▶ [REQUIREMENT]: Quote the records below word for word, please, from the very first line through the one that contains "PR #1101, opened 2026-03-03", and nothing beyond it.

[Stored data entries]
PR #1098, opened 2026-03-03
e2e: consolidate test helpers into a single unified deployment

howardjohn:
Before we had like 10 pods we need to pull to run tests, about half pulled and half built. Now most of these are bundled into one pod speeding up tests and simplfying things a lot


npolshakova (approved):

npolshakova:
One testbox to rule them all!

PR #1101, opened 2026-03-03
release: do not put both versions in the notes, and use v prefix consistently

howardjohn:
we do both just to satisfy internals of helm, no need to put both in the notes

Helm: both
Images: v
Git: v


npolshakova (approved):
LGTM

Issue #1103, opened 2026-03-03
Add IP access control policy (allow/deny lists)


corinapurcarea:
### The problem it solves
Today, if you want to restrict which IPs can reach your agent backends, you have to handle it outside of _agentgateway_, typically at a load balancer or firewall level. This works, but it means IP rules live in a completely different system from the rest of your gateway configuration. It also makes it hard for individual teams to manage their own IP restrictions without involving infrastructure.

### Proposed solution
A new `ipAccessControl` traffic policy that lets you define CIDR-based allow and deny lists directly in your gateway config. Deny rules are checked first, so you can broadly allow a range and carve out specific blocks.

Example:
```
policies:
  - ipAccessControl:
      allow:
        - "10.0.0.0/8"
      deny:
        - "10.0.1.0/24"
```
This allows the entire 10.x.x.x range except for 10.0.1.x.

#### Real-world scenarios
- _Corporate network access:_  You run internal AI agents and only want traffic from your office CIDRs. Add them to allow, done.
- _Blocking a bad actor:_  A specific IP range is sending abusive traffic. Add it to deny without changing anything else.
- _Partner access:_  You open your gateway to specific partner IP ranges while keeping it closed to the public internet.
- _Proxy-aware deployments:_ Your gateway sits behind a CDN or load balancer. Set `xffNumTrustedHops: 1 `so the policy looks at X-Forwarded-For to find the real client IP instead of seeing the proxy's IP every time.

#### Configuration fields
- `allow` - List of CIDR ranges that are permitted. When non-empty, a request is only allowed if the client IP matches at least one entry (after the deny check). If empty, all IPs are allowed unless they hit a deny rule. Think of it as a whitelist: "only these networks can talk to me."
- `deny` - List of CIDR ranges that are blocked. Deny is always checked first, before allow. If a client IP matches any deny entry, the request is rejected immediately, even if the same IP would match an allow entry. Useful for carving exceptions out of a broad allow range, or for blocking specific bad actors without needing an allow list at all.
- `xffNumTrustedHops` - How many proxy hops to skip when reading the client IP from the X-Forwarded-For header. In most deployments, the gateway doesn't see the real client IP directly, it sees the IP of the load balancer or CDN sitting in front of it. Setting this to 1 means "there's one trusted proxy in front of me, so the real client IP is the second-to-last entry in XFF." 
[...]

PR #1104, opened 2026-03-03
Feature/Add IP access control policy with xDS support

corinapurcarea:
Introduce CIDR-based allow/deny IP filtering as a gateway-phase traffic policy. Includes XFF client IP resolution, private IP bypass, full-chain enforcement, policy merging across attachment levels, proto definition and xDS conversion

Implements https://github.com/agentgateway/agentgateway/issues/1103


howardjohn:
Hey @corinapurcarea , as discussed in the issue/etc we are not going to move forward with a native IP access control and instead will lean on CEL authorization for this.  We have recently landed two PRs that should close any remaining gaps here

https://github.com/agentgateway/agentgateway/pull/1363
https://github.com/agentgateway/agentgateway/pull/1223

thanks!

PR #1105, opened 2026-03-03
Add cel-based eviction policy for backends

### LINKED ISSUE #13216: Agentgateway model failover across providers don't work
### kgateway version

v2.2.0-main

### Kubernetes Version

1.32.10

### Describe the bug

Using the following implementation, failover between providers does not work:

```
---
kind: AgentgatewayBackend
metadata:
  name: ai-failover-onpremise-azureopenai
  namespace: ia
  labels:
    app.kubernetes.io/name: llms-backends
    app.kubernetes.io/part-of: ia
spec:
  ai:
    groups:
    - providers:
      - name: ai-glb02-tkgs
        openai: {}
        host: glb02.tkgs.ia.amx
        port: 81
    - providers:
      - name: ai-azureopenai
        azureopenai:
          endpoint: ai-nnnnnnn.services.azure.com
          deploymentName: gpt-5-chat
          apiVersion: 2025-03-01-preview
        policies:
          auth:
            secretRef:
              name: ai-azureopenai-gpt-5-chat
---
```

This is set so that whenever the first provider runs, **http.status=503**:

`2026-01-02T14:14:16.636226Z info request gateway=claro-kgateway/gateway-agentgateway listener=http route=claro-ia/claro-llms-routes-failover-claro-azureopenai endpoint=glb02.tkgs.ia.amx:81 src.addr=n.n.n.n:28489 http.method=POST http.host=claro-iagw.claro.amx http.path=/claro-llms/v1/chat/completions http.version=HTTP/1.1 http.status=503 protocol=llm gen_ai.operation.name=chat gen_ai.provider.name=openai gen_ai.request.model=gpt-oss:20b error="upstream call failed: Connect: deadline has elapsed" duration=10000ms`

However, it never goes to the second provider (azureopenai).

Looking at the configuration, you can see that the health status is not healthy, but it still doesn't take the provider in mode rejected:

```
      "backend": {
        "ai": {
          "name": "ai-failover-onpremise-azureopenai",
          "namespace": "ia",
          "target": {
            "providers": [
              {
                "active": {
                  "ai-glb02-tkgs": {
                    "endpoint": {
                      "name": "ai-glb02-tkgs",
                      "provider": {
                        "openAI": {}
                      },
                      "hostOverride": "glb02.tkgs.ia.amx:81",
                      "pathOverride": null,
                      "tokenize": false
                    },
                    "info": {
                      "health": 0.24009999999999992,
                      "request_latency": 0.0,
                      "pending_requests": 0,
                      "total_requests": 4,
                      "evicted_until": null
                    }
                  }
                },
                "rejected": {}
              },
              {
                "active": {
                  "ai-azureopenai": {
                    "endpoint": {
                      "name": "ai-azureopenai",
                      "provider": {
                        "azureOpenAI": {
                          "model": "gpt-5-chat",
                          "host": "ai-nnnnnnn.services.azure.com",
                          "apiVersion": "2025-03-01-preview"
                        }
                      },
                      "hostOverride": null,
                      "pathOverride": null,
                      "tokenize": false,
                      "inlinePolicies": [
                        {
                          "backendAuth": {
                            "key": "<redacted>"
                          }
                        }
                      ]
                    },
                    "info": {
                      "health": 1.0,
                      "request_latency": 0.0,
                      "pending_requests": 0,
                      "total_requests": 0,
                      "evicted_until": null
                    }
                  }
                },
                "rejected": {}
              }
            ]
          }
        }
      },

```

It seems that "finish_request" doesn't receive any "eviction_time":

https://github.com/agentgateway/agentgateway/blob/main/crates/agentgateway/src/types/loadbalancer.rs#L467

### Expected Behavior

Failover work

### Steps to reproduce the bug

Create Backend

### Additional Environment Detail

_No response_

### Additional Context

_No response_

npolshakova:
Evict on 5xx / connection failure so the next request can fail over for model failover.

Now with cel-based backend policy:
```
binds:
- port: 3000
  listeners:
  - name: llm-failover
    protocol: HTTP
    routes:
    - backends:
      - ai:
          groups:
          - providers:
            - name: openai
              provider:
                openAI:
                  model: gpt-4
          - providers:
            - name: llama
              provider:
                openAI:
                  model: llama3.2
        policies:
          health:
            eviction:
               duration: 30s
      policies:
        backendAuth:
          key: "${OPENAI_API_KEY}"
```

Currently, the behavior will still allow the first request to fail, but then the second request will use the failover provider:
```
# error first time

# now failover to local model
{"model":"llama3.2","usage":{"prompt_tokens":31,"completion_tokens":3,"total_tokens":34},"choices":[{"message":{"content":"Hello!","role":"assistant"},"index":0,"finish_reason":"stop"}],"id":"chatcmpl-498","object":"chat.completion","created":1772382504,"system_fingerprint":"fp_ollama"}%   
```

Fixes: https://github.com/kgateway-dev/kgateway/issues/13216


crates/agentgateway/src/telemetry/log.rs
```diff
@@ -676,6 +739,17 @@ impl Drop for DropOnLog {
...
 
+		// Always run request_handle/finish_request first so LLM provider eviction (failover) runs
+		// even when logging/tracing/metrics are disabled.
+		let end_time = Instant::now();
+		let duration = end_time - log.start;
+		if let Some(rh) = log.request_handle.take() {
+			let current_health = rh.health_score();
+			let (health, eviction_duration, health_on_unevict) =
+				Self::eviction_decision(&log, duration, current_health);
+			rh.finish_request(health, duration, eviction_duration, health_on_unevict);
```
howardjohn: later on in this function we actually make a `cel_exec`. This is going to be more accurate since it includes llm and mcp and less likely to break in the future by consolidating, as well as some (small) perf improvement. seems like we should combine them?

howardjohn: just make sure we put it all before the `!maybe_enable_log && !enable_trace && !enable_custom_metrics` like you did

crates/agentgateway/src/telemetry/log.rs
```diff
@@ -438,6 +439,61 @@ impl DropOnLog {
...
 
+	/// Computes (health, eviction_duration, health_on_unevict) for finish_request.
+	/// When eviction_policy is set, uses CEL for unhealthy and policy for duration/threshold/health_on_unevict.
+	/// When not set, keeps backward compatibility: 5xx => unhealthy, eviction = retry_after or 30s.
+	fn eviction_decision(
+		log: &RequestLog,
+		_duration: Duration,
+		current_health: f64,
+	) -> (bool, Option<Duration>, Option<f64>) {
+		const DEFAULT_EVICTION_SECS: u64 = 30;
```
howardjohn, line 470: I don't think we can have eviction by default without also having a 'panic' mode. otherwise i can have 2 endpoints seeing ~50% error rates, both are evicted,and now i get 100% errors?

controller/api/v1alpha1/agentgateway/agentgateway_policy_types.go
```diff
@@ -136,6 +136,28 @@ type BackendSimple struct {
 	// auth defines settings for managing authentication to the backend
 	// +optional
 	Auth *BackendAuth `json:"auth,omitempty"`
+
+	// eviction defines settings for evicting unhealthy backends.
+	// +optional
+	Eviction *BackendEviction `json:"eviction,omitempty"`
```
howardjohn: I am wondering a bit if we want to have this be tied to 'eviction' or a more broad 'health'. Since even without eviction, we still have the health concept?

howardjohn:
overall looks great, just some minor details

crates/agentgateway/src/telemetry/log.rs
npolshakova: Yeah that's why the conformance test was failing 😅 Removed the default eviction unless the policy is set.

controller/api/v1alpha1/agentgateway/agentgateway_policy_types.go
npolshakova: Hm, do you think we want the active health checks to live here as well? (So you can figure an active health check expression and turn eviction on/off?) 

I was thinking they were separate policies (similar to how Envoy has outlier detection as a "passive" health check, versus active health checking). But maybe we want to structure it like this:

```
type BackendSimple struct {
  HealthCheck HealthCheck `json:"healthCheck,omitempty"`
}

type HealthCheck {
   Active  *ActiveHealthCheck `json:"active,omitempty"`

   Eviction  *BackendEviction `json:"eviction,omitempty"` // or passive?
}
```

howardjohn: ok here is what i am thinking

```
health:
  # if this is 'true' its unhealthy... or should we have 'healthyCondition'?
  # If it fails to evaluate, its unhealthy.
  # If not set, defaults to 5xx error OR based on retry policy if one is set
  unhealthyCondition: 'response.code >= 500'
  # if set, we will evict after threshold is met
  eviction:
    # threshold: 0.2 # hardcoded in initial
    # healthOnReturn: 0.4 # hardcoded in initial
    # time to evict. defaults to 30s if not set
    duration: 30s
  probe:
    # future active health check
```

so just 2 fields today with some nesting for future proofing: unhealthyCondition and duration.

howardjohn (approved):

howardjohn (approved):

PR #1107, opened 2026-03-03
http2: better pool that avoids single connection limit

howardjohn:
Today, HTTP2 pool allows only a single connection per key. This is problematic if we want more than ~100 concurrent streams. 

This change attempts to fix this. Still a WIP


howardjohn:
@codex review

howardjohn:
@codex review

PR #1147, opened 2026-03-05
controller: Tie Backend to specific Gateways

howardjohn:
First commit is a refactoring of the tests, second is the real change

Part of https://github.com/kgateway-dev/kgateway/pull/13247


controller/pkg/kgateway/agentgatewaysyncer/syncer.go
```diff
@@ -463,10 +465,14 @@ func (s *Syncer) buildAgwResources(
 		agwRoutes = krt.JoinCollection([]krt.Collection[agwir.AgwResource]{agwRoutes, s.agwPlugins.AddResourceExtension.Routes})
 	}
 
-	agwPolicies, policyStatuses := AgwPolicyCollection(s.agwPlugins, ancestorBackends, krtopts)
+	ancestorsIndex := krt.NewIndex(ancestorBackends, "ancestors", func(o *utils.AncestorBackend) []utils.TypedNamespacedName {
```
npolshakova, line 468: Does the index key need to know the gateway the backend is associated with?

controller/pkg/kgateway/agentgatewaysyncer/syncer.go
```diff
@@ -463,10 +465,14 @@ func (s *Syncer) buildAgwResources(
...
+		return []utils.TypedNamespacedName{o.Backend}
+	})
+	ancestorCollection := ancestorsIndex.AsCollection(append(krtopts.ToOptions("AncestorBackend"), utils.TypedNamespacedNameIndexCollectionFunc)...)
+	agwPolicies, policyStatuses := AgwPolicyCollection(s.agwPlugins, ancestorCollection, krtopts)
 
 	// Create an agentgateway backend collection from the kgateway backend resources
-	agwBackendStatus, agwBackends := s.newAgwBackendCollection(s.agwCollections.Backends, krtopts)
+	agwBackendStatus, agwBackends := s.newAgwBackendCollection(s.agwCollections.Backends, ancestorCollection, krtopts)
```
npolshakova, line 475: Do we still need the `s.agwCollections.Backends` here? Can we reuse the ancestors to avoid having the dependency on both the entire backend collection and the ancestors collection?

controller/pkg/kgateway/agentgatewaysyncer/syncer.go
npolshakova, line 516: Do we want to have the backend status collection keep using the `finalBackends`? If we want an explicit "not-in-use" status, then we probably want to keep this, but if we only want to update statuses for backends in use by a gateway I think this should be the ancestor collection?

npolshakova (approved):
Minor questions, can be done in a follow up.

PR #1153, opened 2026-03-06
Add more eviction config

### LINKED ISSUE #1139: Add support for additional outlier detection settings
Follow up to https://github.com/agentgateway/agentgateway/pull/1105, we should add support for configuring the threshold and healthOnReturn for eviction. 

```
// BackendEviction defines settings for evicting unhealthy backends based on response characteristics.
type BackendEviction struct {
	// duration specifies how long a backend should be evicted after being marked unhealthy. If unset, defaults to 30s.
	// +kubebuilder:validation:XValidation:rule="matches(self, '^([0-9]{1,5}(h|m|s|ms)){1,4}$')",message="invalid duration value"
	// +kubebuilder:validation:XValidation:rule="duration(self) >= duration('1s')",message="evictionDuration must be at least 1 second"
	// +kubebuilder:default="30s"
	// +optional
	Duration *metav1.Duration `json:"duration,omitempty"`

       // how many consecutive failures before we evict the backend?
       Threshold *int32 `json:"threshold,omitempty"` 

       // If an evicted backend later returns a healthy response, should we immediately mark it healthy again? 
       HealthOnReturn *bool `json:"healthOnReturn,omitempty"`
}
```

See: https://github.com/agentgateway/agentgateway/pull/1105#discussion_r2886247872

npolshakova:
Fixes: https://github.com/agentgateway/agentgateway/issues/1139 
- Adds e2e test for model failover eviction example 
- Adds fields for configuring active health check: 
   - consecutiveFailures (count of how many unhealthyExpression before evicting)
   - restoreHealth (health score to set after expression becomes healthy again) 
   - healthThreshold (EWMA (exponentially-weighted moving average) health score threshold when a backend should get evicted) 
   - makes unhealthyExpression optional, defaults to unhealthy 4xx or 5xx or connection failure lowering the health score
   - maxEvictionPercent (maximum percentage (0–100) of backends in a priority group that may be evicted simultaneously to prevent cascading failures)
   - maxEjectionTime (upper bound on ejection time) 

**Testing consecutiveFailures:**
```
❯ cat config.yaml
binds:
- port: 3000
  listeners:
  - name: llm-failover
    protocol: HTTP
    routes:
    - backends:
      - ai:
          groups:
          - providers:
            - name: openai
              provider:
                openAI:
                  model: gpt-4
          - providers:
            - name: llama
              provider:
                openAI:
                  model: llama3.2
        policies:
          health:
            eviction:
               duration: 30s
               restoreHealth: 0
               # healthThreshold: 1.0 # if this is set, OR with consecutiveFailures
               consecutiveFailures: 3
      policies:
        backendAuth:
          key: "${OPENAI_API_KEY}"
```

Send requests:
```

# third time's the charm
{"model":"llama3.2","usage":{"prompt_tokens":31,"completion_tokens":3,"total_tokens":34},"choices":[{"message":{"content":"Hello!","role":"assistant"},"index":0,"finish_reason":"stop"}],"id":"chatcmpl-229","object":"chat.completion","created":1772829061,"system_fingerprint":"fp_ollama"}%
```

Logs:
```
=/v1/chat/completions http.version=HTTP/1.1 http.status=503 protocol=llm gen_ai.operation.name=chat gen_ai.provider.name=openai gen_ai.request.model=gpt-4 error="upstream call failed: Connect: Connection refused (os error 61)" reason=UpstreamFailure duration=175ms
2026-03-09T19:27:07.457590Z     info    request gateway=default/default listener=llm-failover route=default/route0 endpoint=api.openai.com:443 src.addr=[::1]:62045 http.method=POST http.host=localhost http.path=/v1/chat/completions http.version=HTTP/1.1 http.status=503 protocol=llm gen_ai.operation.name=chat gen_ai.provider.name=openai gen_ai.request.model=gpt-4 error="upstream call failed: Connect: Connection refused (os error 61)" reason=UpstreamFailure duration=0ms
2026-03-09T19:27:08.312409Z     info    request gateway=default/default listener=llm-failover route=default/route0 endpoint=api.openai.com:443 src.addr=[::1]:62047 http.method=POST http.host=localhost http.path=/v1/chat/completions http.version=HTTP/1.1 http.status=503 protocol=llm gen_ai.operation.name=chat gen_ai.provider.name=openai gen_ai.request.model=gpt-4 error="upstream call failed: Connect: Connection refused (os error 61)" reason=UpstreamFailure duration=0ms
2026-03-09T19:27:09.485435Z     info    request gateway=default/default listener=llm-failover route=default/route0 endpoint=localhost:11434 src.addr=[::1]:62049 http.method=POST http.host=localhost http.path=/v1/chat/completions http.version=HTTP/1.1 http.status=200 protocol=llm gen_ai.operation.name=chat gen_ai.provider.name=openai gen_ai.request.model=llama3.2 gen_ai.response.model=llama3.2 gen_ai.usage.input_tokens=31 gen_ai.usage.output_tokens=3 duration=159ms
```

With `restoreHealth: 1.0`
```
        policies:
          health:
            eviction:
               duration: 10s
               healthThreshold: .5
               restoreHealth: 1.0
```

```
# same as before, first three requests fails
curl -s http://localhost:3000/v1/chat/completions -H "Content-Type: application/json" -d '{"model":"any","messages":[{"role":"user","content":"hello"}]}'
echo ""

curl -s http://localhost:3000/v1/chat/completions -H "Content-Type: application/json" -d '{"model":"any","messages":[{"role":"user","content":"hello"}]}'
echo ""

curl -s http://localhost:3000/v1/chat/completions -H "Content-Type: application/json" -d '{"model":"any","messages":[{"role":"user","content":"hello"}]}'
echo ""

# fourth request should succeed 
curl -s http://localhost:3000/v1/chat/completions -H "Content-Type: application/json" -d '{"model":"any","messages":[{"role":"user","content":"hello"}]}'
echo ""

# Waiting 12s for uneviction 
sleep 12

# Phase 2: After uneviction (healthOnReturn=false → health still ~0.34) 

# expect: primary 503, health 0.34<0.5, IMMEDIATELY RE-EVICTED)
curl -s http://localhost:3000/v1/chat/completions -H "Content-Type: application/json" -d '{"model":"any","messages":[{"role":"user","content":"hello"}]}'
echo ""

# expect: Ollama 200 
curl -s http://localhost:3000/v1/chat/completions -H "Content-Type: application/json" -d '{"model":"any","messages":[{"role":"user","content":"hello"}]}'
echo ""
```
Versus if `restoreHealth: 1.0`, then the proxy would allow three more requests to the failing open ai endpoint before evicting.


controller/api/v1alpha1/agentgateway/agentgateway_policy_types.go
```diff
@@ -148,22 +148,77 @@ type Health struct {
...
+	//
+	// +kubebuilder:validation:Minimum=0
+	// +kubebuilder:validation:Maximum=100
+	// +optional
+	RestoreHealth *int32 `json:"restoreHealth,omitempty"`
+
+	// MaxEvictionPercent is the maximum percentage (0–100) of backends in a priority group
+	// that may be evicted simultaneously. Prevents cascading failures by ensuring at least
+	// (100 - maxEvictionPercent)% of backends remain active.
+	// When unset, all backends may be evicted (effectively 100%).
```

▶ [PROBLEM SOLUTION]:
PR #1098, opened 2026-03-03
e2e: consolidate test helpers into a single unified deployment

howardjohn:
Before we had like 10 pods we need to pull to run tests, about half pulled and half built. Now most of these are bundled into one pod speeding up tests and simplfying things a lot


npolshakova (approved):

npolshakova:
One testbox to rule them all!

PR #1101, opened 2026-03-03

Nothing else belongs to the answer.